PR #1098, opened 2024-09-04
Move fork module to rollup interface

rakanalh:
# Description
Citrea primitives crate should not be imported by anything sov-sdk related. This would later lead to cyclic dependencies.


eyusufatik (approved):

bin/citrea/provers/risc0/guest-bitcoin/Cargo.lock
```diff
@@ -2919,6 +2919,7 @@ dependencies = [
  "serde",
  "sha2",
  "thiserror",
+ "tracing",
```
kpp, line 2922: Wow

rakanalh: The dependency is optional and would only be used in native mode

eyusufatik: then it shouldn't have ended up in the bitcoin prover cargo.lock

crates/sovereign-sdk/rollup-interface/Cargo.toml
```diff
@@ -43,14 +44,15 @@ fuzzing = ["proptest", "proptest-derive", "sha2", "std"]
...
+  "borsh/default",
+  "borsh/bytes",
+  "bytes",
+  "digest/default",
+  "hex/default",
+  "proptest?/default",
+  "serde/default",
+  "sha2?/default",
+  "thiserror",
+  "tracing",
```
eyusufatik, line 57: only put in native and it'll be solved

eyusufatik: I mean tracing

rakanalh: i did

rakanalh: Ahh i see what you mean... it's in std so it should also be included with native

eyusufatik: no its in std which is in native. I believe we should put it explicitly in native, like tokio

+++

### EXERCISE BRIEF:
Return all lines of the material above in which the word "mean" occurs.

### THE ANSWER:
eyusufatik: I mean tracing
rakanalh: Ahh i see what you mean... it's in std so it should also be included with native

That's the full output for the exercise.